The Problem with that network, is other people were selling backlink packages, and using that network, so many of the sites on there did not know they were or are on these spammed networks, they just thought buying a 5 million links package for $20, was safe where in fact your article which was spun into complete rubbish went there.

Just go to one of those forum selling backlinks those packages are still there and being advertised even after this mess

Thats the problem and In reality has Google been harsh hitting that many sites, many not knowing or is it fair game

netmeg




msg:4434135
 9:54 pm on Mar 27, 2012 (gmt 0)

I'm pretty sure that Planet13's site wasn't part of any link network.

Whitey




msg:4434144
 10:06 pm on Mar 27, 2012 (gmt 0)

I'm pretty sure that Planet13's site wasn't part of any link network.

I agree , but goodroi raised the issue of backlinks.

For the sake of definition, I'd say Panda is only onpage, but there's a lot of things happening as a consequence, and other major fringe interferences that are confusing the assessment task.

Planet13




msg:4434179
 11:07 pm on Mar 27, 2012 (gmt 0)

I'm pretty sure that Planet13's site wasn't part of any link network.


Ahh... you know me too well, netmeg.
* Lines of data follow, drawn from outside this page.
Issue #176, opened 2023-06-14
Check if PR exists before running Analysis github action


mogres:
## Use Case
Currently the comment workflow in the analysis github action fails if a correponding PR does not exist

## Solution
We want to check for the existence of a PR based on the commit sha or other environment variables before running the analysis action. If a PR does not exist, the action should not run.

mogres:
More details at #183

PR #184, opened 2023-07-27
Fix/update comment

rugeli:
Problem
=======
#176 

Solution
========
the workflow will on be triggered when:
1. a commit merged into `main`
2. a pull request has been opened/synchronized/reopened
Screenshot 2023-08-02 at 2 55 04 PM

## Type of change

Steps to Verify:
----------------
1. Push a commit on a branch that is not associated with a pull request---(the Analyze workflow will not be triggered)

### DIFF
--- a/.github/workflows/analyze.yml
+++ b/.github/workflows/analyze.yml
@@ -1,10 +1,28 @@
 name: Analyze
 
-on: push
+on: 
+  push:
+    branches:
+      - fix/update-comment
 
 jobs:
+    Check_pr:
+        runs-on: ubuntu-latest
+        outputs:
+            is_pr: ${{ steps.check.outputs.is_pr }}
+        steps:
+            - name: Check if PR
+              id: check
+              run: |
+                  if [[ "${{ github.event.pull_request }}" != "" ]]; then
+                    echo "::set-output name=is_pr::true"
+                  else
+                    echo "::set-output name=is_pr::false"
+                  fi
     Analyze:
         runs-on: ${{ matrix.os }}
+        needs: [Check_pr]
+        if: needs.Check_pr.outputs.is_pr == 'true'
         strategy:
             matrix:
                 python-version: [3.9]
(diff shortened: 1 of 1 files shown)


mogres:
This looks great! We could also skip the entire workflow (including the analysis part) if a PR does not exist. What do you think about moving the check further up in the `.yml` file? This will save us storage and processing time. Or do we want to keep the results on AWS as a test?

image

rugeli:
> This looks great! We could also skip the entire workflow (including the analysis part) if a PR does not exist. What do you think about moving the check further up in the `.yml` file? This will save us storage and processing time. Or do we want to keep the results on AWS as a test?
> 
> image

Good suggestion! If we don't have a strong need for keeping results from non-PR commits in AWS, then I'll go for saving storage and processing time.

.github/workflows/analyze.yml
```diff
@@ -3,8 +3,24 @@ name: Analyze
...
 jobs:
+    Check_pr:
+        runs-on: ubuntu-latest
+        outputs:
+            is_pr: ${{ steps.check.outputs.is_pr }}
+        steps:
+            - name: Check if PR
+              id: check
+              run: |
+                  if [[ "${{ github.event.pull_request }}" != "" ]]; then
```
mogres, line 14: Looks like `github.event.pull_request` is empty for this PR, which results in this statement evaluating to `False`. Maybe test it by checking what is the value stored in `github.event.pull_request`?

mogres:
Ran the following tests:

1. Pushing a commit to a draft PR triggers the workflow
2. Pushing a commit to a non-PR branch does not trigger the workflow
3. Pushing a commit to an existing PR triggers the workflow
4. Pushing multiple commits updates the existing comment

This is expected behavior and we should be good to merge!

mogres (approved):

meganrm (approved):
Looks good, wait for #185 to be merged.

PR #191, opened 2023-09-08
add upload_results as a config option

### LINKED ISSUE #190: make posting results to s3 a config option
## Use Case
if we run 100s of packings we probably don't want to open 100s of browser windows 

## Solution
in the config file add a `upload_results` that defaults to `true` 

## Alternatives

rugeli:
Problem
=======
closes #190 

Solution
========
- added a key `upload_results in the config file
- check config file settings before calling `post_and_open_file`, to prevent excessive uploads to S3 as well as to avoid opening multiple browser tabs unnecessarily 

the action takes place when:
- If `upload_results` is present in config data, it uses whatever value is specified: this allows the user to disable the opening of tabs automatically if they wish. 
Or
- If `upload_results` is missing in config data, we check `number_of_packings` and only upload/post if it is less than 1.

with @mogres   

## Type of change

Steps to Verify:
----------------
1. Pack a local recipe with or without the "upload_results" option in the config file


cellpack/autopack/writers/__init__.py
```diff
@@ -175,7 +175,8 @@ def save_as_simularium(self, env, all_ingr_as_array, compartments):
         file_name = env.helper.writeToFile(
             env.result_file, env.boundingBox, env.name, env.version
         )
-        autopack.helper.post_and_open_file(file_name)
+        if env.config_data is None or env.config_data.get("upload_results", True):
```
mogres, line 178: This check is a bit confusing for me. We're uploading and posting results if the `config_data` is missing or if `upload_results` is not set?

I would consider adding another check on `number_of_packings` to make sure we don't end up opening multiple browser tabs if `upload_results` is not set or missing on a config with 100s of packings.
```suggestion
        if env.config_data is None or env.config_data.get("upload_results", env.config_data.get("number_of_packings", 1) <= 1):
```

rugeli: Thank you for your suggestion of adding a check for `number_of_packings`! If `number_of_packings` is always going to be specified in parallel packings, then we should be able to prevent opening multiple browser tabs by just checking the `number_of_packings` key.

That way, we wouldn't need to worry about adding the `upload_results` key to the config.

For example, we could use `if env.config_data.get("number_of_packings", 1) <= 1):`

cellpack/autopack/writers/__init__.py
```diff
@@ -175,7 +175,8 @@ def save_as_simularium(self, env, all_ingr_as_array, compartments):
         file_name = env.helper.writeToFile(
             env.result_file, env.boundingBox, env.name, env.version
         )
-        autopack.helper.post_and_open_file(file_name)
+        if env.config_data.get("number_of_packings", 1) <= 1:
```
mogres, line 178: Thanks for incorporating this! However, I think keeping the `upload_results` option is still a good idea and we should only fall back on `number_of_packings` check if `upload_results` is missing from the config. 

My suggestion was:
`if env.config_data is None or env.config_data.get("upload_results", env.config_data.get("number_of_packings", 1) <= 1):`
which only uploads results and opens a tab if following conditions are met:
1) Config data is missing
Or
2) If `upload_results` is present in config data, it uses whatever value is specified: this allows the user to disable the opening of tabs automatically if they wish. Having this option would be useful in my opinion.
Or
3) If `upload_results` is missing in config data, we check `number_of_packings` and only upload/post if it is less than 1.
Let me know if this makes sense.

cellpack/autopack/writers/__init__.py
```diff
@@ -175,7 +175,10 @@ def save_as_simularium(self, env, all_ingr_as_array, compartments):
         file_name = env.helper.writeToFile(
             env.result_file, env.boundingBox, env.name, env.version
         )
-        autopack.helper.post_and_open_file(file_name)
+        if env.config_data is None or env.config_data.get(
+            "upload_results", env.config_data.get("number_of_packings", 1) <= 1
+        ):
```
meganrm, line 180: two things: I don't thin env.config_data can ever be none, so I don't think you need that check
I think you could do 3 or less. I have run some multiple packings recently that I would like to see the results of.

examples/packing-configs/peroxisome_packing_config.json
```diff
@@ -14,5 +14,6 @@
     "spacing": 2.5,
     "use_periodicity": false,
     "show_sphere_trees": false,
-    "load_from_grid_file": true
+    "load_from_grid_file": true,
+    "upload_results": false
```
meganrm, line 18: all config settings should also have a default setting in the config loader

mogres (approved):
Looks good to me! I think we can build upon this by using a single simularium file with multiple packings using `time` as an index.

Should be good to merge once conflicts are resolved!

PR #192, opened 2023-09-18
Fix assignment of compartment grid points

mogres:
Problem
=======
This PR includes various updates to grid creation and visualization and fixes errors in `main` while trying to pack nested compartments.

When assigning whether grid points are inside or outside a compartment, only grid points with a compartment id of 0 were checked and updated. This caused an issue if the compartments were nested, and the outer compartment was processed before the inner (as it should). 

Solution
========
`points_in_mesh` now updates the identity of grid points where compartment id <= the id of the current compartment being assigned. This assumes that larger compartments are created before smaller ones.

The `buildgrid_trimesh` function and distance calculations in `gradient.py` was updated to streamline and speed up grid creation. Visualization of grid points was cleaned up to remove unused values, improve readability and visibility.

Change summary:
---------------
Gradient calculations:
* removed normalization of surface distances while setting gradient attributes, this is now done while calculating the weights
* ignore nan values while scaling distances
* avoid calculating surface distances if not needed for a gradient. This calculation is computationally expensive and only needs to be performed if the gradient mode is `surface`

Grid creation:
* reduced chunk size for determining grid points inside-outside compartments
* **allow reassigning grid points for downstream compartments**: this assumes that outer compartments are created before the inner nested compartments. 

Grid visualization:
* sort grid point values and remove nans before visualizing
* set the size of grid points relative to the grid spacing

Steps to Verify:
----------------
`pack -r examples/recipes/v2/peroxisomes_surface_gradient.json -c examples/packing-configs/peroxisome_packing_config.json`

Screenshots (optional):
-----------------------
Time for packing `peroxisomes_surface_gradient`:

`fix/multiple_compartments`: image

-----------------------
1. Compartment.py
2. Gradient.py

### DIFF
--- a/cellpack/autopack/Compartment.py
+++ b/cellpack/autopack/Compartment.py
@@ -1326,7 +1326,9 @@ class Compartment(CompartmentList):
 
         point_compartment_ids = compartment_ids[points_in_encap_sphere]
         # largest compartments need to be created first for this to work
-        point_ids_to_assign = points_in_encap_sphere[numpy.abs(point_compartment_ids) < number]
+        point_ids_to_assign = points_in_encap_sphere[
+            numpy.abs(point_compartment_ids) < number
+        ]
         point_positions = numpy.float16(master_grid_positions[point_ids_to_assign])
 
         # check surface points
--- a/cellpack/autopack/Compartment.py
+++ b/cellpack/autopack/Compartment.py
@@ -1077,7 +1077,9 @@ class Compartment(CompartmentList):
             len(env.grid.masterGridPositions),
         )
 
-    def set_surface_distances(self, env, master_grid_positions):
+    def set_surface_distances(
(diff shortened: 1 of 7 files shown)


meganrm (approved):
Looks good to me

rugeli:
Thanks for fixing it! I can finally run and pack the `peroxisomes_surface_gradient` recipe. However, it took me 1212.10s. Should we look into it further? 
 
Screenshot 2023-09-22 at 1 44 02 PM

mogres:
> Thanks for fixing it! I can finally run and pack the `peroxisomes_surface_gradient` recipe. However, it took me 1212.10s. Should we look into it further?
> 
> Screenshot 2023-09-22 at 1 44 02 PM

Did you run this on your local machine? If so, the timing sounds about right! I was running this on the dgx workstation which would be faster than a laptop.

rugeli (approved):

You probably figured out long ago that I was too cheap to buy links ;)

tedster




msg:4434215
 1:29 am on Mar 28, 2012 (gmt 0)

The issue might be that other sites who link to yours were part of one of those de-indexed blog networks. They lost power, so their backlinks are not sending you any juice.

There definitely was some kind of significant ranking change just a few days before this new Panda iteration. If your rankings dropped before the 23rd (even on the 22nd) then it wasn't Panda.

Planet13




msg:4434244
 3:00 am on Mar 28, 2012 (gmt 0)

The issue might be that other sites who link to yours were part of one of those de-indexed blog networks.


That might be, although most of the sites that linked to us were pretty straight shooters. Maybe their sites were being floated by links from link networks, but that seems unlikely.

One thing though: Our traffic peaked in about Mid February, and it had been in a bit of a decline since then. And then it dropped another 30% on the 23rd.

Again, part of it might be that I am moving some files around and there are probably about 20 blog posts that are returning 404s now, and possibly some other technical errors. So I will try and fix those first.

realmaverick




msg:4461707
 5:07 pm on Jun 5, 2012 (gmt 0)

Planet13, 404s are fine. They're naturally occurring when content is removed. Although it's a good idea, to not link to deleted cotent. With big sites it can be difficult to diagnose, but software like screaming frog definitely help.